PR #205, opened 2019-02-01
JENKINS-55920: add CasC support to GitHubPluginConfig.

dgarzon:
This PR addresses the issue raised in the `configuration-as-code-plugin`: https://github.com/jenkinsci/configuration-as-code-plugin/issues/672.

---
This change is [Reviewable](https://reviewable.io/reviews/jenkinsci/github-plugin/205)

### DIFF
--- a/src/main/java/org/jenkinsci/plugins/github/config/GitHubPluginConfig.java
+++ b/src/main/java/org/jenkinsci/plugins/github/config/GitHubPluginConfig.java
@@ -20,6 +20,8 @@ import org.jenkinsci.plugins.github.migration.Migrator;
 import org.kohsuke.accmod.Restricted;
 import org.kohsuke.accmod.restrictions.DoNotUse;
 import org.kohsuke.github.GitHub;
+import org.kohsuke.stapler.DataBoundConstructor;
+import org.kohsuke.stapler.DataBoundSetter;
 import org.kohsuke.stapler.QueryParameter;
 import org.kohsuke.stapler.StaplerRequest;
 import org.kohsuke.stapler.interceptor.RequirePOST;
@@ -76,6 +78,7 @@ public class GitHubPluginConfig extends GlobalConfiguration {
     @SuppressWarnings("unused")
     private transient InstanceIdentity identity;
 
+    @DataBoundConstructor
     public GitHubPluginConfig() {
         load();
     }
@@ -85,6 +88,7 @@ public class GitHubPluginConfig extends GlobalConfiguration {
     }
 
     @SuppressWarnings("unused")
+    @DataBoundSetter
     public void setConfigs(List<GitHubServerConfig> configs) {
         this.configs = configs;
     }
@@ -97,14 +101,16 @@ public class GitHubPluginConfig extends GlobalConfiguration {
         return from(getConfigs()).filter(allowedToManageHooks()).first().isPresent();
     }
 
-    public void setHookUrl(URL hookUrl) {
+    @DataBoundSetter
+    public void setHookUrl(String hookUrl) {
         if (overrideHookUrl) {
-            this.hookUrl = hookUrl;
+            this.hookUrl = parseHookUrl(hookUrl);
         } else {
             this.hookUrl = null;
         }
     }
 
+    @DataBoundSetter
     public void setOverrideHookUrl(boolean overrideHookUrl) {
         this.overrideHookUrl = overrideHookUrl;
     }
@@ -258,7 +264,16 @@ public class GitHubPluginConfig extends GlobalConfiguration {
         return hookSecretConfig;
     }
 
+    @DataBoundSetter
     public void setHookSecretConfig(HookSecretConfig hookSecretConfig) {
         this.hookSecretConfig = hookSecretConfig;
+    }
+
+    private URL parseHookUrl(String hookUrl) {
+        try {
+            return new URL(hookUrl);
+        } catch (MalformedURLException e) {
+            return null;
+        }
     }
 }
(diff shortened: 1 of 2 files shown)


oleg-nenashev:
Would be nice to have a JIRA ticket for it so that we add the case to the
compatibility dashboard

dgarzon:
@oleg-nenashev here you go: https://issues.jenkins-ci.org/browse/JENKINS-55920

oleg-nenashev:
Thank you!

src/main/java/org/jenkinsci/plugins/github/config/GitHubPluginConfig.java
```diff
@@ -97,14 +101,16 @@ public boolean isManageHooks() {
         return from(getConfigs()).filter(allowedToManageHooks()).first().isPresent();
     }
 
-    public void setHookUrl(URL hookUrl) {
+    @DataBoundSetter
+    public void setHookUrl(String hookUrl) {
```
oleg-nenashev: It breaks binary compatibility. Please also keep the original method

src/main/java/org/jenkinsci/plugins/github/config/GitHubPluginConfig.java
```diff
@@ -258,7 +264,16 @@ public HookSecretConfig getHookSecretConfig() {
...
     public void setHookSecretConfig(HookSecretConfig hookSecretConfig) {
         this.hookSecretConfig = hookSecretConfig;
     }
+
+    private URL parseHookUrl(String hookUrl) {
+        try {
+            return new URL(hookUrl);
+        } catch (MalformedURLException e) {
+            return null;
+        }
```
oleg-nenashev: Add system logging at least?

dgarzon: 👍

dgarzon:
@oleg-nenashev I tested the hpi and keeping the old setter does not work, as it is picked up by 
CasC even though it is not annotated. Any ideas why?

dgarzon:
@oleg-nenashev actually, it does work. The only thing we needed was annotating `setOverrideHookUrl` with `@DataBoundSetter` and exposing a getter. Now CasC works as expected 👍

src/main/java/org/jenkinsci/plugins/github/config/GitHubPluginConfig.java
```diff
@@ -76,6 +78,7 @@
     @SuppressWarnings("unused")
     private transient InstanceIdentity identity;
 
+    @DataBoundConstructor
     public GitHubPluginConfig() {
         load();
```
KostyaSha: DataBoundConstructor is used for binding new data, `load()` is loading old data. Thats looks wrong

dgarzon: This is the constructor being used by CasC, and it uses the `getter` and `setter` to mutate the instance. The other constructor would make `List<GitHubServerConfig> configs` required, which should not. What do you suggest would be an appropriate fix to address your concerns?

KostyaSha: @jglick could you describe why DBC is set on top of Bean constructor that loads data?

jglick: This is wrong; the annotation should be deleted. `GitHubPluginConfig` is a singleton (`GlobalConfiguration`) so it may have `@DataBoundSetter`s but that is it.

jglick:
BTW I strongly recommend inclusion of a functional test in PRs like this. There are several examples to look at of plugins which have a `test` dep on `configuration-as-test` for this purpose.

er1c:
I just ran into this issue, are there still outstanding issues I could help with to get it merged?

er1c:
I have a unit test written for this, but I'm getting a bunch of unrelated errors doing  `mvn test`:

```
shouldNotAllowSSRFUsingHookUrl(org.jenkinsci.plugins.github.config.GitHubPluginConfigTest)  Time elapsed: 0.159 sec  <<< ERROR!
org.jvnet.hudson.reactor.ReactorException: java.lang.Error: java.lang.reflect.InvocationTargetException
Caused by: java.lang.Error: java.lang.reflect.InvocationTargetException
Caused by: java.lang.reflect.InvocationTargetException
Caused by: java.lang.NullPointerException
```

I made sure I'm running java8, what's the proper procedure here?

Thanks,

Eric

jglick:
I do not get such an error. Hard to guess at the cause without seeing the stack trace of the `NullPointerException`.

er1c:
It looks like these tests are already marked as "existing failures" on the master branch: https://ci.jenkins.io/blue/organizations/jenkins/Plugins%2Fgithub-plugin/detail/PR-208/1/tests, so the CI is having issues too

er1c:
Here is the full (example) error I get: https://gist.github.com/er1c/9713ccac7e6b6ece4516b9dac9f9e20a . I tried on both my OSX and a linux box, same result.

I just checked out master and it does not have this error, so let me see if I can figure out what in this PR broke the build.

casz:
> BTW I strongly recommend inclusion of a functional test in PRs like this. There are several examples to look at of plugins which have a `test` dep on `configuration-as-code` for this purpose.

This might be as easy as suggested. JCasC requires that the plugin targets Java 8 and higher Jenkins core version :cry:

Unless you are fine with bumping those values.

Some quick number crunching on http://stats.jenkins.io/pluginversions/github.html

92.88% are above 2.60 who have this plugin installed

er1c:
I'm going to submit a separate PR that upgrades `github-plugin` to `jekins.version` `2.60.3` & java8.   I have it compiling, and most of the tests successful, just working through other code changes that would be required for the updated dependencies.  That should unblock this PR to include a JCasC test.

er1c:
I would suggest closing this PR and referencing: https://github.com/jenkinsci/github-plugin/pull/210 for ongoing tracking.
++++++
## WHAT IS NEEDED
Write out the entire listing exactly.

## OUTPUT FOR THIS TASK
PR #205, opened 2019-02-01
JENKINS-55920: add CasC support to GitHubPluginConfig.

dgarzon:
This PR addresses the issue raised in the `configuration-as-code-plugin`: https://github.com/jenkinsci/configuration-as-code-plugin/issues/672.

---
This change is [Reviewable](https://reviewable.io/reviews/jenkinsci/github-plugin/205)

### DIFF
--- a/src/main/java/org/jenkinsci/plugins/github/config/GitHubPluginConfig.java
+++ b/src/main/java/org/jenkinsci/plugins/github/config/GitHubPluginConfig.java
@@ -20,6 +20,8 @@ import org.jenkinsci.plugins.github.migration.Migrator;
 import org.kohsuke.accmod.Restricted;
 import org.kohsuke.accmod.restrictions.DoNotUse;
 import org.kohsuke.github.GitHub;
+import org.kohsuke.stapler.DataBoundConstructor;
+import org.kohsuke.stapler.DataBoundSetter;
 import org.kohsuke.stapler.QueryParameter;
 import org.kohsuke.stapler.StaplerRequest;
 import org.kohsuke.stapler.interceptor.RequirePOST;
@@ -76,6 +78,7 @@ public class GitHubPluginConfig extends GlobalConfiguration {
     @SuppressWarnings("unused")
     private transient InstanceIdentity identity;
 
+    @DataBoundConstructor
     public GitHubPluginConfig() {
         load();
     }
@@ -85,6 +88,7 @@ public class GitHubPluginConfig extends GlobalConfiguration {
     }
 
     @SuppressWarnings("unused")
+    @DataBoundSetter
     public void setConfigs(List<GitHubServerConfig> configs) {
         this.configs = configs;
     }
@@ -97,14 +101,16 @@ public class GitHubPluginConfig extends GlobalConfiguration {
         return from(getConfigs()).filter(allowedToManageHooks()).first().isPresent();
     }
 
-    public void setHookUrl(URL hookUrl) {
+    @DataBoundSetter
+    public void setHookUrl(String hookUrl) {
         if (overrideHookUrl) {
-            this.hookUrl = hookUrl;
+            this.hookUrl = parseHookUrl(hookUrl);
         } else {
             this.hookUrl = null;
         }
     }
 
+    @DataBoundSetter
     public void setOverrideHookUrl(boolean overrideHookUrl) {
         this.overrideHookUrl = overrideHookUrl;
     }
@@ -258,7 +264,16 @@ public class GitHubPluginConfig extends GlobalConfiguration {
         return hookSecretConfig;
     }
 
+    @DataBoundSetter
     public void setHookSecretConfig(HookSecretConfig hookSecretConfig) {
         this.hookSecretConfig = hookSecretConfig;
+    }
+
+    private URL parseHookUrl(String hookUrl) {
+        try {
+            return new URL(hookUrl);
+        } catch (MalformedURLException e) {
+            return null;
+        }
     }
 }
(diff shortened: 1 of 2 files shown)


oleg-nenashev:
Would be nice to have a JIRA ticket for it so that we add the case to the
compatibility dashboard

dgarzon:
@oleg-nenashev here you go: https://issues.jenkins-ci.org/browse/JENKINS-55920

oleg-nenashev:
Thank you!

src/main/java/org/jenkinsci/plugins/github/config/GitHubPluginConfig.java
```diff
@@ -97,14 +101,16 @@ public boolean isManageHooks() {
         return from(getConfigs()).filter(allowedToManageHooks()).first().isPresent();
     }
 
-    public void setHookUrl(URL hookUrl) {
+    @DataBoundSetter
+    public void setHookUrl(String hookUrl) {
```
oleg-nenashev: It breaks binary compatibility. Please also keep the original method

src/main/java/org/jenkinsci/plugins/github/config/GitHubPluginConfig.java
```diff
@@ -258,7 +264,16 @@ public HookSecretConfig getHookSecretConfig() {
...
     public void setHookSecretConfig(HookSecretConfig hookSecretConfig) {
         this.hookSecretConfig = hookSecretConfig;
     }
+
+    private URL parseHookUrl(String hookUrl) {
+        try {
+            return new URL(hookUrl);
+        } catch (MalformedURLException e) {
+            return null;
+        }
```
oleg-nenashev: Add system logging at least?

dgarzon: 👍

dgarzon:
@oleg-nenashev I tested the hpi and keeping the old setter does not work, as it is picked up by 
CasC even though it is not annotated. Any ideas why?

dgarzon:
@oleg-nenashev actually, it does work. The only thing we needed was annotating `setOverrideHookUrl` with `@DataBoundSetter` and exposing a getter. Now CasC works as expected 👍

src/main/java/org/jenkinsci/plugins/github/config/GitHubPluginConfig.java
```diff
@@ -76,6 +78,7 @@
     @SuppressWarnings("unused")
     private transient InstanceIdentity identity;
 
+    @DataBoundConstructor
     public GitHubPluginConfig() {
         load();
```
KostyaSha: DataBoundConstructor is used for binding new data, `load()` is loading old data. Thats looks wrong

dgarzon: This is the constructor being used by CasC, and it uses the `getter` and `setter` to mutate the instance. The other constructor would make `List<GitHubServerConfig> configs` required, which should not. What do you suggest would be an appropriate fix to address your concerns?

KostyaSha: @jglick could you describe why DBC is set on top of Bean constructor that loads data?

jglick: This is wrong; the annotation should be deleted. `GitHubPluginConfig` is a singleton (`GlobalConfiguration`) so it may have `@DataBoundSetter`s but that is it.

jglick:
BTW I strongly recommend inclusion of a functional test in PRs like this. There are several examples to look at of plugins which have a `test` dep on `configuration-as-test` for this purpose.

er1c:
I just ran into this issue, are there still outstanding issues I could help with to get it merged?

er1c:
I have a unit test written for this, but I'm getting a bunch of unrelated errors doing  `mvn test`:

```
shouldNotAllowSSRFUsingHookUrl(org.jenkinsci.plugins.github.config.GitHubPluginConfigTest)  Time elapsed: 0.159 sec  <<< ERROR!
org.jvnet.hudson.reactor.ReactorException: java.lang.Error: java.lang.reflect.InvocationTargetException
Caused by: java.lang.Error: java.lang.reflect.InvocationTargetException
Caused by: java.lang.reflect.InvocationTargetException
Caused by: java.lang.NullPointerException
```

I made sure I'm running java8, what's the proper procedure here?

Thanks,

Eric

jglick:
I do not get such an error. Hard to guess at the cause without seeing the stack trace of the `NullPointerException`.

er1c:
It looks like these tests are already marked as "existing failures" on the master branch: https://ci.jenkins.io/blue/organizations/jenkins/Plugins%2Fgithub-plugin/detail/PR-208/1/tests, so the CI is having issues too

er1c:
Here is the full (example) error I get: https://gist.github.com/er1c/9713ccac7e6b6ece4516b9dac9f9e20a . I tried on both my OSX and a linux box, same result.

I just checked out master and it does not have this error, so let me see if I can figure out what in this PR broke the build.

casz:
> BTW I strongly recommend inclusion of a functional test in PRs like this. There are several examples to look at of plugins which have a `test` dep on `configuration-as-code` for this purpose.

This might be as easy as suggested. JCasC requires that the plugin targets Java 8 and higher Jenkins core version :cry:

Unless you are fine with bumping those values.

Some quick number crunching on http://stats.jenkins.io/pluginversions/github.html

92.88% are above 2.60 who have this plugin installed

er1c:
I'm going to submit a separate PR that upgrades `github-plugin` to `jekins.version` `2.60.3` & java8.   I have it compiling, and most of the tests successful, just working through other code changes that would be required for the updated dependencies.  That should unblock this PR to include a JCasC test.

er1c:
I would suggest closing this PR and referencing: https://github.com/jenkinsci/github-plugin/pull/210 for ongoing tracking.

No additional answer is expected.